**Instructions for the task:** If a line in the records contains the string "keep", show that line.
Provided data START
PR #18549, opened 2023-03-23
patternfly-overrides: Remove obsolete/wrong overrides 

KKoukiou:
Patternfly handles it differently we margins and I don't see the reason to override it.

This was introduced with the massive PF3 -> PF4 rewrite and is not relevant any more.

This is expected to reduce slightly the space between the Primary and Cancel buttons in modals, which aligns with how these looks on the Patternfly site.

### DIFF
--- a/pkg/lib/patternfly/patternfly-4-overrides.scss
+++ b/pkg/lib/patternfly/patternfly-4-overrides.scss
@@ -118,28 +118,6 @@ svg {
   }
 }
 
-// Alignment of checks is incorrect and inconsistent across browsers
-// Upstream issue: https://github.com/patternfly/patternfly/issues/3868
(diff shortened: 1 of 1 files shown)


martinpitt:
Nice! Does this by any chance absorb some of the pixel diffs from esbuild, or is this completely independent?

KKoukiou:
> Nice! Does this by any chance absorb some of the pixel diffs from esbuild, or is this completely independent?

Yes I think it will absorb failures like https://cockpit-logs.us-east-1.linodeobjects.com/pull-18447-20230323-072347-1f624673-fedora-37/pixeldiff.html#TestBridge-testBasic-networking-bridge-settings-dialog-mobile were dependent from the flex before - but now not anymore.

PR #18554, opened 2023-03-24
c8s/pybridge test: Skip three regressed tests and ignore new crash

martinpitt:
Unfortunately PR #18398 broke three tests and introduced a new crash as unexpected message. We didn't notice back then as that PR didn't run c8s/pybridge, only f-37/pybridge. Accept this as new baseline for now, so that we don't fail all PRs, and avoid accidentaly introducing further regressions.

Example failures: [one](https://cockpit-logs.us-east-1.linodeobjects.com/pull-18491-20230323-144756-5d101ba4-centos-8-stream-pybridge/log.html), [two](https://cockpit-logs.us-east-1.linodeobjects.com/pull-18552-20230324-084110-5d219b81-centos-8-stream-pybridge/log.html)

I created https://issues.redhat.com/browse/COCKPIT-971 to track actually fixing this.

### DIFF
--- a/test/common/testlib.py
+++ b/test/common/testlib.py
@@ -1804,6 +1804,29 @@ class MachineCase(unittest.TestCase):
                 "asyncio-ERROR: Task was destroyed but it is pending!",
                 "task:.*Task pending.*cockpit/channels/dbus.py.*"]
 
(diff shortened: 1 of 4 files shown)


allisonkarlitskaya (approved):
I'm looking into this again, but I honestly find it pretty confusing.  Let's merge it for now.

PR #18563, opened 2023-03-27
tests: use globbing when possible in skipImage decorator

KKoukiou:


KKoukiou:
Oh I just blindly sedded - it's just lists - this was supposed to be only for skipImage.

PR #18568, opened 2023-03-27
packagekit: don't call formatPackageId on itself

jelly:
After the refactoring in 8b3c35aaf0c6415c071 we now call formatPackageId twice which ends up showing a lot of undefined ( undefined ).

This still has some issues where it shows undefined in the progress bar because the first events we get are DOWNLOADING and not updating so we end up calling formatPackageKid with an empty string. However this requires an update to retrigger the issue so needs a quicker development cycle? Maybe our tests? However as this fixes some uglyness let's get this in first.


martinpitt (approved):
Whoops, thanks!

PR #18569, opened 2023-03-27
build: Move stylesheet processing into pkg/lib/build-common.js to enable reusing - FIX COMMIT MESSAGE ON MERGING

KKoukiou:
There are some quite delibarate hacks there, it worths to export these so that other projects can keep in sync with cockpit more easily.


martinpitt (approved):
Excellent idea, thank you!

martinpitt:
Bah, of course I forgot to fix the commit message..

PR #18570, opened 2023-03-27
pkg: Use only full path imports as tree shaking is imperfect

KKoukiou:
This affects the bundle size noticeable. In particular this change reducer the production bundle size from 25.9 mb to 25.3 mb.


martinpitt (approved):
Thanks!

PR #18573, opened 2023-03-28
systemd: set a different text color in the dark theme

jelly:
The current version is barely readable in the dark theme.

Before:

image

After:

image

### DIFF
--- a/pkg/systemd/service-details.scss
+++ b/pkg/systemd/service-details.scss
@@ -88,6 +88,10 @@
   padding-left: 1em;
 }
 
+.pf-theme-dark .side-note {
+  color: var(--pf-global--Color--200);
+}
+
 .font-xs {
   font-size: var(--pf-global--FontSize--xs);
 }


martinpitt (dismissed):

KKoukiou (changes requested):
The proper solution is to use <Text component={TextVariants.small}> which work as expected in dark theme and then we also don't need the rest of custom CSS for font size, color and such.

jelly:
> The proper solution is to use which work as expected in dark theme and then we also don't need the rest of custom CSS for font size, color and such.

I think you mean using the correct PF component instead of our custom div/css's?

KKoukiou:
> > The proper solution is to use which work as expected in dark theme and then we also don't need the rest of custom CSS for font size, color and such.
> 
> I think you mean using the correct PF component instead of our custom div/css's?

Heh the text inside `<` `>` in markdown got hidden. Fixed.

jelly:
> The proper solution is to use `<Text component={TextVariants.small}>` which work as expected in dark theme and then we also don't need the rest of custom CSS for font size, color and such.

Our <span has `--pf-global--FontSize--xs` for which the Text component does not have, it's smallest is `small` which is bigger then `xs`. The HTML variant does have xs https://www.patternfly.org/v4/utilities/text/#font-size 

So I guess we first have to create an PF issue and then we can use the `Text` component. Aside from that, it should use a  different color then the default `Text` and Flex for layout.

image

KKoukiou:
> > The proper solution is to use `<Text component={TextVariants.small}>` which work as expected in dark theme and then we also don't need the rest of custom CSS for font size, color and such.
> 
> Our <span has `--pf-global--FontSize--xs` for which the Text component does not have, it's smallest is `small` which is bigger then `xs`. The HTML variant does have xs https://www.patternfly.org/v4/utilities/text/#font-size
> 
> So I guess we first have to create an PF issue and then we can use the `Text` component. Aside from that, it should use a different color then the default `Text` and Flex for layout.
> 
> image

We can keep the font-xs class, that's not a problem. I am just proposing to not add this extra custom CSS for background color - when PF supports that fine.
Provided data END
**Solution to this problem:**
There are some quite delibarate hacks there, it worths to export these so that other projects can keep in sync with cockpit more easily.
We can keep the font-xs class, that's not a problem. I am just proposing to not add this extra custom CSS for background color - when PF supports that fine.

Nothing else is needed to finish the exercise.